But it is also important to consider the subject of Powell's statement, which was an ordinance in Chicago which regulated speech. The Supreme Court noted the effect of the ordinance, as applied by the Chicago courts:
The vitality of civil and political institutions in our society depends on free discussion. ... The ordinance as construed by the trial court seriously invaded this province. It permitted conviction of petitioner if his speech stirred people to anger, invited public dispute, or brought about a condition of unrest. A conviction resting on any of those grounds may not stand.
And Jackson was less concerned with the Supreme Court's ruling in general than he was with the specific case before the Court - Rev. Terminiello's racist, anti-Semitic, and anti-communist expressions:
The Court reverses this conviction by reiterating generalized approbations of freedom of speech with which, in the abstract, no one will disagree. Doubts as to their applicability are lulled by avoidance of more than passing reference to the circumstances of Terminiello's speech and judging it as if he had spoken to persons as dispassionate as empty benches, or like a modern Demosthenes practicing his Philippics on a lonely seashore.

But the local court that tried Terminiello was not indulging in theory. It was dealing with a riot and with a speech that provoked a hostile mob and incited a friendly one, and threatened violence between the two.
In arguing for affirming the criminalization of Terminiello's speech, he relies heavily upon content he quotes from that speech, and the fact that a huge crowd had argued in the street to protest Terminiello. He quotes crowd reactions to suggest that the speech was more than an expression of thoughts, but inspired strong reactions among members of the crowd. He advances the position that "cities and states sould be sustained in the power to keep their streets from becoming the battleground for [] hostile ideologies to the destruction and detriment of public order", and should be able to criminalize public speech which gives rise to mob violence.
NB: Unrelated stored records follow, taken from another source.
PR #4012, opened 2025-02-14
skip the jobs that have no tasks during the close session step in gang plugin

### LINKED ISSUE #4011: Boundary Condition Considerations in Gang Plugin's OnSessionClose

The Gang Plugin's OnSessionClose updates the conditions of the PodGroup (PG) based on whether the current scheduling Job is Ready. In certain scenarios, I believe this behavior is unnecessary.

Scenario:
When a Volcano Job (VJ) is deleted, the PodGroup (PG) and Pods are cascadingly deleted. Since the Pod deletion event is observed earlier than the PG deletion event, `vj.pg != nil` while `len(vj.tasks) == 0` at this point. This causes the Gang Plugin to unnecessarily update the PG conditions in this scenario.

Proposed Improvement:
The fundamental premise of Gang scheduling is that there is at least one Pod to schedule. If vj.tasks is empty (i.e., no tasks require scheduling), the plugin should skip updating the PG conditions.

### Additional context

_No response_

Wang-Kai:
#### What type of PR is this?

/kind flake
/area scheduling

In the `OnSessionClose` function, the new PR skip the unavailable job. Unnecessary podgroup condition updates are avoided in the following scenarios:

1. In the vj deletion scenario, the Pod deletion event is watched earlier than the PG deletion event. At this time, `len(jobInfo.Tasks) == 0 && jobInfo.PodGroup != nil`, and a new PodGroupUnschedulableType condition is added
2. In the vj creation scenario, the podgroup has been created but the pod has not been created yet. In this case, a new PodGroupUnschedulableType condition is added similar to scenario 1

Fixes #4011

NONE

NONE

### DIFF
--- a/pkg/scheduler/plugins/gang/gang.go
+++ b/pkg/scheduler/plugins/gang/gang.go
@@ -163,6 +163,10 @@ func (gp *gangPlugin) OnSessionClose(ssn *framework.Session) {
 	var unreadyTaskCount int32
 	var unScheduleJobCount int
 	for _, job := range ssn.Jobs {
+		// skip the jobs that have no tasks.
+		if len(job.Tasks) == 0 {
+			continue
+		}
 		if !job.IsReady() {
 			schedulableTaskNum := func() (num int32) {
 				for _, task := range job.TaskStatusIndex[api.Pending] {


hwdef (commented):
/lgtm
/ok-to-test

PR #4025, opened 2025-02-18
[design]: queue level scheduling policies

### LINKED ISSUE #3992: volcano supports queue-level scheduling policies

Volcano supports unified scheduling of online and offline workloads, provides a wealth of scheduling plugins and algorithms, and can distinguish different tenants through queue distinction. The current scheduling policy is a global configuration, and all jobs in the queue use the same scheduling policy, but in actual scenarios, different tenants may need to use different scheduling policies due to different usage scenarios. Therefore, volcano needs to support setting and using different scheduling policies at the queue level instead of using a globally unified scheduling policy.

We can add a new field to the queue CRD, and users can set scheduling policies at the queue level, and volcano scheduler implements different scheduling policies based on the queue in which the job is located.

### Additional context

_No response_

mahdikhashan:
#### What type of PR is this?

/kind feature
/area controllers
/area scheduling

@Monokaix 
@JesseStutler 

this is a design document for the queue level scheduling policy.

Fixes #3992 

```release-note

```

### DIFF
--- a/docs/design/queue-level-scheduling-policy.md
+++ b/docs/design/queue-level-scheduling-policy.md
@@ -1,0 +1,120 @@
+Queue Level Scheduling Policy
+---
+
+by [@mahdikhashan](http://github.com/mahdikhashan); 18 Feb, 2025.
+
+## Motivation
+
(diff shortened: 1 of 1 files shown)


mahdikhashan:
> please rebase master and squash your commits to only one. Thanks.

done. thanks for your time.

mahdikhashan:
closing since my proposal was not selected.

The majority focused not on the content of the speech, but upon the law which was applied to that speech. It remains possible that the majority in Terminiello might have reached a different conclusion had the Chicago ordinance not been so wildly overbroad, and had they instead viewed it as a reasonable "time, place and manner" restriction. (And such a different decision could have had an interesting ripple effect through subsequent First Amendment jurisprudence, and probably not in a direction Marshall would deem positive.)